**Exercise goal:** Each line below that includes the word "more" is to be reported.
━━━━━ Information supplied
PR #252, opened 2019-03-26
Add Tool to merge 2 MPAS non-contiguous meshes into a single file

matthewhoffman:
This tool takes two MPAS meshes and combines them into a single file.  The two meshes have no topological connections in the new file, but both regions co-exist.  The two regions may overlap in space.

### DIFF
--- a/mesh_tools/merge_split_meshes/merge_grids.py
+++ b/mesh_tools/merge_split_meshes/merge_grids.py
@@ -1,0 +1,191 @@
+#!/usr/bin/env python
+'''
+Tool to merge 2 MPAS non-contiguous meshes together into a single file
+'''
+
+import sys
+import numpy as np
+import netCDF4
+import argparse
+import math
+from collections import OrderedDict
+import scipy.spatial
+import time
+from datetime import datetime
+
+
+#print "== Gathering information.  (Invoke with --help for more details. All arguments are optional)\n"
+parser = argparse.ArgumentParser(formatter_class=argparse.RawTextHelpFormatter)
+parser.description = __doc__
+parser.add_argument("-1", dest="file1", help="name of file 1", metavar="FILENAME")
+parser.add_argument("-2", dest="file2", help="name of file 2", metavar="FILENAME")
+parser.add_argument("-o", dest="outFile", help="name of output file", default="merged_mpas.nc", metavar="FILENAME")
+#for option in parser.option_list:
+#    if option.default != ("NO", "DEFAULT"):
+#        option.help += (" " if option.help else "") + "[default: %default]"
+options = parser.parse_args()
+
+
+
+f1 = netCDF4.Dataset(options.file1)
+nCells1 = len(f1.dimensions['nCells'])
+nEdges1 = len(f1.dimensions['nEdges'])
+nVertices1 = len(f1.dimensions['nVertices'])
+Time1= len(f1.dimensions['Time'])
+
+f2 = netCDF4.Dataset(options.file2)
+nCells2 = len(f2.dimensions['nCells'])
+nEdges2 = len(f2.dimensions['nEdges'])
+nVertices2 = len(f2.dimensions['nVertices'])
+Time2= len(f2.dimensions['Time'])
+
+if Time1 != Time2:
+  sys.exit("ERROR: The two files have different lengths of the Time dimension.")
+if len(f1.dimensions['vertexDegree']) != len(f2.dimensions['vertexDegree']):
+  sys.exit("ERROR: The two files have different lengths of the vertexDegree dimension.")
+if len(f1.dimensions['nVertLevels']) != len(f2.dimensions['nVertLevels']):
+  sys.exit("ERROR: The two files have different lengths of the nVertLevels dimension.")
+
+
+# Create new file
+fout = netCDF4.Dataset(options.outFile, "w", format="NETCDF3_CLASSIC")
+
+# add merged dimensions
+print("Adding merged dimensions to new file.")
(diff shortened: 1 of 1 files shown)


matthewhoffman:
@mgduda , @xylar , @pwolfram , @akturner, @mark-petersen , others, let me know if any of you are interested in reviewing this.  It is kind of an obscure use-case, but it may be useful to other cores.

This image shows an example of merging planar Greenland and Antarctica meshes into one netCDF file:
Screen Shot 2019-03-26 at 10 55 33 AM

mesh_tools/merge_split_meshes/merge_grids.py
```diff
@@ -0,0 +1,191 @@
...
+nEdges2 = len(f2.dimensions['nEdges'])
+nVertices2 = len(f2.dimensions['nVertices'])
+Time2= len(f2.dimensions['Time'])
+
+if Time1 != Time2:
+  sys.exit("ERROR: The two files have different lengths of the Time dimension.")
+if len(f1.dimensions['vertexDegree']) != len(f2.dimensions['vertexDegree']):
+  sys.exit("ERROR: The two files have different lengths of the vertexDegree dimension.")
+if len(f1.dimensions['nVertLevels']) != len(f2.dimensions['nVertLevels']):
+  sys.exit("ERROR: The two files have different lengths of the nVertLevels dimension.")
```
xylar: Would it make sense to first find out if `nVertLevels` is even in the meshes? I was playing with a mesh that doesn't have that dimension and I think there are other components that don't support that dimension.

mesh_tools/merge_split_meshes/merge_grids.py
```diff
@@ -0,0 +1,191 @@
...
+nCells2 = len(f2.dimensions['nCells'])
+nEdges2 = len(f2.dimensions['nEdges'])
+nVertices2 = len(f2.dimensions['nVertices'])
+Time2= len(f2.dimensions['Time'])
+
+if Time1 != Time2:
+  sys.exit("ERROR: The two files have different lengths of the Time dimension.")
+if len(f1.dimensions['vertexDegree']) != len(f2.dimensions['vertexDegree']):
+  sys.exit("ERROR: The two files have different lengths of the vertexDegree dimension.")
+if len(f1.dimensions['nVertLevels']) != len(f2.dimensions['nVertLevels']):
```
xylar:
```suggestion
if 'nVertLevels' in f1.dimensions and 'nVertLevels' in f2. dimensions and \
          len(f1.dimensions['nVertLevels']) != len(f2.dimensions['nVertLevels']):
```

mesh_tools/merge_split_meshes/merge_grids.py
```diff
@@ -0,0 +1,191 @@
...
+fout.createDimension('nEdges', nEdges1+nEdges2)
+fout.createDimension('nVertices', nVertices1+nVertices2)
+fout.createDimension('TWO', 2)
+fout.createDimension('vertexDegree', len(f1.dimensions['vertexDegree']))
+if 'StrLen' in f1.dimensions:
+   fout.createDimension('StrLen', len(f1.dimensions['StrLen']))
+maxEdges = max(len(f1.dimensions['maxEdges']), len(f2.dimensions['maxEdges']))
+fout.createDimension('maxEdges', maxEdges)
+fout.createDimension('maxEdges2', maxEdges*2)
+fout.createDimension('nVertLevels', len(f1.dimensions['nVertLevels']))
```
xylar:
```suggestion
if 'nVertLevels' in f1.dimensions:
    fout.createDimension('nVertLevels', len(f1.dimensions['nVertLevels']))
```

mesh_tools/merge_split_meshes/merge_grids.py
```diff
@@ -0,0 +1,191 @@
...
+fout.createDimension('nVertInterfaces', len(f1.dimensions['nVertInterfaces']))
```
xylar: if 'nVertInterfaces' in f1.dimensions:
    fout.createDimension('nVertInterfaces', len(f1.dimensions['nVertInterfaces']))

xylar:
I tested in python 3.7, so I'm adding a "python3" label as a stamp of approval.

matthewhoffman:
@xylar , thanks for looking it over and testing in python 3.  Does this not require any of the 'from futures' business, because none of that changing functionality (e.g., division) is being used?

I will do the clean-up you suggest (as well as copying, rather than hard-coding, the ON_A_SPHERE and related attributes).

xylar:
> Does this not require any of the 'from futures' business, because none of that changing functionality (e.g., division) is being used?

Yes, that's basically right.  If you add those things, it will make python 2 act a bit more like python 3.  For example, it would prevent you from using print statements without parentheses.  But for relatively simple scripts like this one it's not necessary.

xylar:
Can you imagine a case where this would work with periodic meshes?  I can't imagine merging 2 periodic meshes and having them still be valid periodic meshes.  So I wouldn't copy the `is_periodic` attribute and leave it hard-coded to `"NO"`.

xylar:
It might even be worth barfing if either input mesh is periodic, except that we usually forget to fix the attribute when we cull cells to make meshes not be periodic.

mgduda:
@matthewhoffman Recognizing that the script does have a `--help` option, would it nonetheless be worth adding an error message if the script is run without the required number of command-line arguments?

mesh_tools/merge_split_meshes/merge_grids.py
matthewhoffman: Good suggestion - added to new commit.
━━━━━━━━━━
**Task solution:**
+#print "== Gathering information.  (Invoke with --help for more details. All arguments are optional)\n"
Yes, that's basically right.  If you add those things, it will make python 2 act a bit more like python 3.  For example, it would prevent you from using print statements without parentheses.  But for relatively simple scripts like this one it's not necessary.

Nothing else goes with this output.